PROVIDED INFORMATION section start
PR #82, opened 2020-02-03
Update documentation

benmwatson:
Added significant documentation updates in README.md. Also added a diagram and updated the CHANGES.md file with last release.


README.md
```diff
@@ -21,14 +32,9 @@ Install-Package Microsoft.IO.RecyclableMemoryStream
...
-For more details, refer to the [announcement blog post](http://www.philosophicalgeek.com/2015/02/06/announcing-microsoft-io-recycablememorystream/)
-
 ## Build Targets
 
-The code ships utilizing CommonBuildToolset. This provides some build extensions over top of MSBuild to automatically pull
-NuGet packages from command line build, etc.
-
-MSBuild 15 is required to build the code. You get this with Visual Studio 2017. Cross-platform builds will be documented
+At least MSBuild 15 is required to build the code. You get this with Visual Studio 2017.
 in a future release.
```
erikness: straggler line

README.md
```diff
@@ -37,4 +43,87 @@ Build targets are: net40, net45, netstandard1.4, netstandard2.1, and netcoreapp2
...
+- Be sure to set the default processor architecture for tests to x64 (or the giant allocation test will fail)
+
+## How It Works
+
+RecyclableMemoryStream improves GC performance by ensuring that the larger buffers used for the streams are put into the gen 2 heap and stay there forever. This should cause full collections to happen less frequently. If you pick buffer sizes above 85K then you will ensure these are placed on the large object heap, which is touched even less frequently by the garbage collector.
+
+The MemoryStreamManager class maintains two separate pools of objects:
+
+1. **Small Pool** - Holds small buffers (of configurable size). Used by default for all normal read/write operations. Multiple small buffers are chained together in the RecyclableMemoryStream class and abstracted into a single stream.
+2. ** Large Pool** - Holds large buffers, which are only used when you must have a single, contiguous buffer, such as a call to GetBuffer().
```
erikness: straggler space after the first "**"

README.md
```diff
@@ -37,4 +43,87 @@ Build targets are: net40, net45, netstandard1.4, netstandard2.1, and netcoreapp2
...
+## How It Works
+
+RecyclableMemoryStream improves GC performance by ensuring that the larger buffers used for the streams are put into the gen 2 heap and stay there forever. This should cause full collections to happen less frequently. If you pick buffer sizes above 85K then you will ensure these are placed on the large object heap, which is touched even less frequently by the garbage collector.
+
+The MemoryStreamManager class maintains two separate pools of objects:
+
+1. **Small Pool** - Holds small buffers (of configurable size). Used by default for all normal read/write operations. Multiple small buffers are chained together in the RecyclableMemoryStream class and abstracted into a single stream.
+2. ** Large Pool** - Holds large buffers, which are only used when you must have a single, contiguous buffer, such as a call to GetBuffer(). 
+
+A RecyclableMemoryStream starts out by using a small buffer, chaining additional ones as the stream capacity grows. Should you ever call `GetBuffer()` and the length is greater than single small buffer's capacity, then the small buffers are converted to a single large buffer.
```
erikness: maybe worth mentioning that you can set a stream size from the start? i.e.

"A RecyclableMemoryStream starts out by using a small buffer, chaining additional ones as the stream capacity grows **(you can also set a start capacity and the stream will have potentially multiple small buffers at the start)**"

your call - this might be too obvious, or perhaps too much detail too soon.

erikness: Worth mentioning here: when a stream is Disposed (or goes out of scope? I forget), its buffers are released into the pool (and zeroed out? I also forget this) instead of being eligible for garbage collection.

README.md
```diff
@@ -37,4 +43,87 @@ Build targets are: net40, net45, netstandard1.4, netstandard2.1, and netcoreapp2
...
+
+## How It Works
+
+RecyclableMemoryStream improves GC performance by ensuring that the larger buffers used for the streams are put into the gen 2 heap and stay there forever. This should cause full collections to happen less frequently. If you pick buffer sizes above 85K then you will ensure these are placed on the large object heap, which is touched even less frequently by the garbage collector.
+
+The MemoryStreamManager class maintains two separate pools of objects:
+
+1. **Small Pool** - Holds small buffers (of configurable size). Used by default for all normal read/write operations. Multiple small buffers are chained together in the RecyclableMemoryStream class and abstracted into a single stream.
+2. ** Large Pool** - Holds large buffers, which are only used when you must have a single, contiguous buffer, such as a call to GetBuffer(). 
+
```
erikness: Perhaps worth mentioning at this point: buffers above the max large pool size (i.e. the ones that fire the event MemoryStreamNonPooledLargeBufferCreated) will simply be allocated as if it were a normal MemoryStream, and the buffer will be eligible for garbage collection when it is disposed / goes out of scope.

One of the nice implications of this design is that if you have to allocate a very large stream, it doesn't steal buffers from the bounded pools. (I helped someone with this problem once, where they were concerned that the occasional huge RMS, like 100+MB, would starve the RMS manager).

API.md
```diff
@@ -0,0 +1,337 @@
...
+## Properties
+
+| Name | Type | Summary |
+|---|---|---|
+| **Id** | Guid | Unique identifier for this stream across it's entire lifetime |
+| **Tag** | string | A temporary identifier for the current usage of this stream. |
+| **MemoryManager** | [RecyclableMemoryStreamManager](#recyclablememorystreammanager-class) | Gets the memory manager being used by this stream. |
+| **AllocationStack** | string | Callstack of the constructor. It is only set if MemoryManager.GenerateCallStacks is true,<br>which should only be in debugging situations. |
+| **DisposeStack** | string | Callstack of the Dispose call. It is only set if MemoryManager.GenerateCallStacks is true,<br>which should only be in debugging situations. |
+| **Capacity** | int | Gets or sets the capacity |
```
nycdotnet: how can capacity be an int and length a long?  Also why would I ever set this?  what happens if I write past the capacity?

API.md
```diff
@@ -0,0 +1,337 @@
+# Microsoft.IO.RecyclableMemoryStream.dll v.1.3.2.0 API documentation
+
+Created by 
+[mddox](https://github.com/loxsmoke/mddox) on 2/3/2020
+
+# All types
```
nycdotnet: move the types that have only auto generated docs to the bottom.  If that will cause an issue with future generation refreshes, consider a quick index here of the most interesting types (which are the only ones people will actually look at)

API.md
```diff
@@ -0,0 +1,337 @@
...
+The stream is implemented on top of a series of uniformly-sized blocks. As the stream's length grows,
+additional blocks are retrieved from the memory manager. It is these blocks that are pooled, not the stream
+object itself.
+
+The biggest wrinkle in this implementation is when GetBuffer() is called. This requires a single 
+contiguous buffer. If only a single block is in use, then that block is returned. If multiple blocks 
+are in use, we retrieve a larger buffer from the memory manager. These large buffers are also pooled, 
+split by size--they are multiples/exponentials of a chunk size (1 MB by default).
+
+Once a large buffer is assigned to the stream the blocks are NEVER again used for this stream. All operations take place on the
```
nycdotnet: the small blocks?

API.md
```diff
@@ -0,0 +1,337 @@
...
+
+Once a large buffer is assigned to the stream the blocks are NEVER again used for this stream. All operations take place on the 
+large buffer. The large buffer can be replaced by a larger buffer from the pool as needed. All blocks and large buffers 
+are maintained in the stream until the stream is disposed (unless AggressiveBufferReturn is enabled in the stream manager).
+
+## Properties
+
+| Name | Type | Summary |
+|---|---|---|
+| **Id** | Guid | Unique identifier for this stream across it's entire lifetime |
```
nycdotnet: its

API.md
```diff
@@ -0,0 +1,337 @@
...
+|---|---|---|
+| **Close()** | void | Equivalent to Dispose |
+| **GetBuffer()** | byte[] | Returns a single buffer containing the contents of the stream.<br>The buffer may be longer than the stream length. |
+| **Read(byte[] buffer, int offset, int count)** | int | Reads from the current position into the provided buffer |
+| **ReadByte()** | int | Reads a single byte from the current position in the stream. |
+| **SafeRead(byte[] buffer, int offset, int count, Int32& streamPosition)** | int | Reads from the specified position into the provided buffer |
+| **SafeReadByte(Int32& streamPosition)** | int | Reads a single byte from the specified position in the stream. |
+| **Seek(long offset, SeekOrigin loc)** | long | Sets the position to the offset from the seek location |
+| **SetLength(long value)** | void | Sets the length of the stream |
+| **ToArray()** | byte[] | Returns a new array with a copy of the buffer's contents. You should almost certainly be using GetBuffer combined with the Length to <br>access the bytes in this stream. Calling ToArray will destroy the benefits of pooled buffers, but it is included<br>for the sake of completeness. |
```
nycdotnet: I have seen benefits from using this library to build up a long “stream” from lots of small chunks, but the library I am required to pass the output to only takes a byte[].  Is ToArray my best option?  Could I do some sort of span thing? Any chance this library could integrate with renting arrays?

README.md
nycdotnet: not too obvious- this stuff is great

README.md
```diff
@@ -37,4 +43,186 @@ Build targets are: net40, net45, netstandard1.4, netstandard2.1, and netcoreapp2
...
+* `GetBuffer` - If possible, a reference to the single block will be returned to the caller. If multiple blocks are in use, they will be converted into a single large pool buffer and the data copied into it. In all cases, the caller must use the `Length` property to determine who much usable data is actually in the returned buffer. If the stream length is longer than the maximum allowable stream size, a single buffer will still be returned, but it will not be pooled.
+* `ToArray` - It looks similar to `GetBuffer` on the surface, but is actually significantly different. In `ToArray` the data is *always* copied into a new array that is exactly the right length for the full contents of the stream. This new buffer is never pooled. Users of this library should consider any call to `ToArray` to be a bug, as it wipes out many of the benefits of `RecyclableMemoryStream` completely. We may even add a feature
```
nycdotnet: ... ?

README.md
benmwatson: I mention the disposal mechanism in a later paragraph in this section.

Buffers are not zeroed.

API.md
benmwatson: Unfortunately, the types are determined by the base class, MemoryStream, and I'm adhering to those. I think it makes no sense, but it is what it is.

I'll add some documentation about exceeding the capacity somewhere.

API.md
benmwatson: If the API only takes a byte[] with no length parameter, you might be stuck using ToArray, which stinks, because you lose all the pooling benefits. I'm not sure there is another option--it all comes down to the APIs you have to call, even with Span.

API.md
benmwatson: Yeah...I've been trying to find a good XML->MD translator and they mostly leave a lot to be desired. Trying a new one now that should resolve this.

README.md
```diff
@@ -21,20 +32,196 @@ Install-Package Microsoft.IO.RecyclableMemoryStream
...
+
+If you forget to call a stream's `Dispose` method, this could cause a memory leak. To help you prevent this, each stream has a finalizer that will be called by the CLR once there are no more references to the stream. This finalizer will raise an event or log a message about the leaked stream.
+
+## Usage
+
+You can jump right in with no fuss by just doing a simple replacement of MemoryStream with something like this:
+
+```
+var sourceBuffer = new byte[]{0,1,2,3,4,5,6,7};
```
nycdotnet: You say on line 90 that it should be declared once and live for the entire process - but I suspect there is some percentage of people who will not understand this.

imo the no-fuss jump-in is something like this (please rename as needed):

```csharp
    public static class Streams
    {
        public static readonly RecyclableMemoryStreamManager Manager = new RecyclableMemoryStreamManager();
    }

    public class MyClass
    {
        public void WriteToStream()
        {
            var sourceBuffer = new byte[] { 0, 1, 2, 3, 4, 5, 6, 7 };
            using (var stream = Streams.Manager.GetStream())
            {
                stream.Write(sourceBuffer, 0, sourceBuffer.Length);
            }
        }
    }
```

README.md
```diff
@@ -21,20 +32,196 @@ Install-Package Microsoft.IO.RecyclableMemoryStream
...
+To facilitate easier debugging, you can optionally provide a string tag, which serves as a human-readable identifier for the stream. In practice, I’ve usually used something like “ClassName.MethodName” for this, but it can be whatever you want. Each stream also has a GUID to provide absolute identity if needed, but the tag is usually sufficient.
+
+```
+using (var stream = manager.GetStream("Program.Main"))
+{
+    stream.Write(sourceBuffer, 0, sourceBuffer.Length);
+}
+```
+
+You can also provide an existing buffer. It’s important to note that this buffer will be copied into the pooled buffer:
```
nycdotnet:
```suggestion
You can also provide an existing buffer. It’s important to note that this buffer will be copied into the pooled buffers owned by RecyclableMemoryStream:
```

README.md
```diff
@@ -21,20 +32,196 @@ Install-Package Microsoft.IO.RecyclableMemoryStream
...
+                                                largeBufferMultiple, 
+                                                maxBufferSize);
+
+manager.GenerateCallStacks = true;
+manager.AggressiveBufferReturn = true;
+manager.MaximumFreeLargePoolBytes = maxBufferSize * 4;
+manager.MaximumFreeSmallPoolBytes = 100 * blockSize;
+```
+
+While this library strives to be very generic and not impose too many restraints on how you use it, its purpose is to reduce the cost of garbage collections incurred by frequent large allocations. Thus, there are some general guidelines for usage that may be useful to you:
```
nycdotnet:
```suggestion
While this library strives to be very general and not impose too many restraints on how you use it, its purpose is to reduce the cost of garbage collections incurred by frequent large allocations. Thus, there are some general guidelines for usage that may be useful to you:
```

nycdotnet:
imo the docs should explicitly state whether memory in the pooled buffers will be initialized or not - if not, calling GetBuffer() is a security risk due to the possibility the buffer will be bigger than the actual content.

nycdotnet:
This looks really great so far - thanks @benmwatson

README.md
benmwatson: Good point. Let me redo some of these examples.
PROVIDED INFORMATION section end
An exact copy of the lines from the one with "100 * blockSize;" through the final line of the entries is the whole answer.

▶ **ANSWER**
+manager.MaximumFreeSmallPoolBytes = 100 * blockSize;
+```
+
+While this library strives to be very generic and not impose too many restraints on how you use it, its purpose is to reduce the cost of garbage collections incurred by frequent large allocations. Thus, there are some general guidelines for usage that may be useful to you:
```
nycdotnet:
```suggestion
While this library strives to be very general and not impose too many restraints on how you use it, its purpose is to reduce the cost of garbage collections incurred by frequent large allocations. Thus, there are some general guidelines for usage that may be useful to you:
```

nycdotnet:
imo the docs should explicitly state whether memory in the pooled buffers will be initialized or not - if not, calling GetBuffer() is a security risk due to the possibility the buffer will be bigger than the actual content.

nycdotnet:
This looks really great so far - thanks @benmwatson

README.md
benmwatson: Good point. Let me redo some of these examples.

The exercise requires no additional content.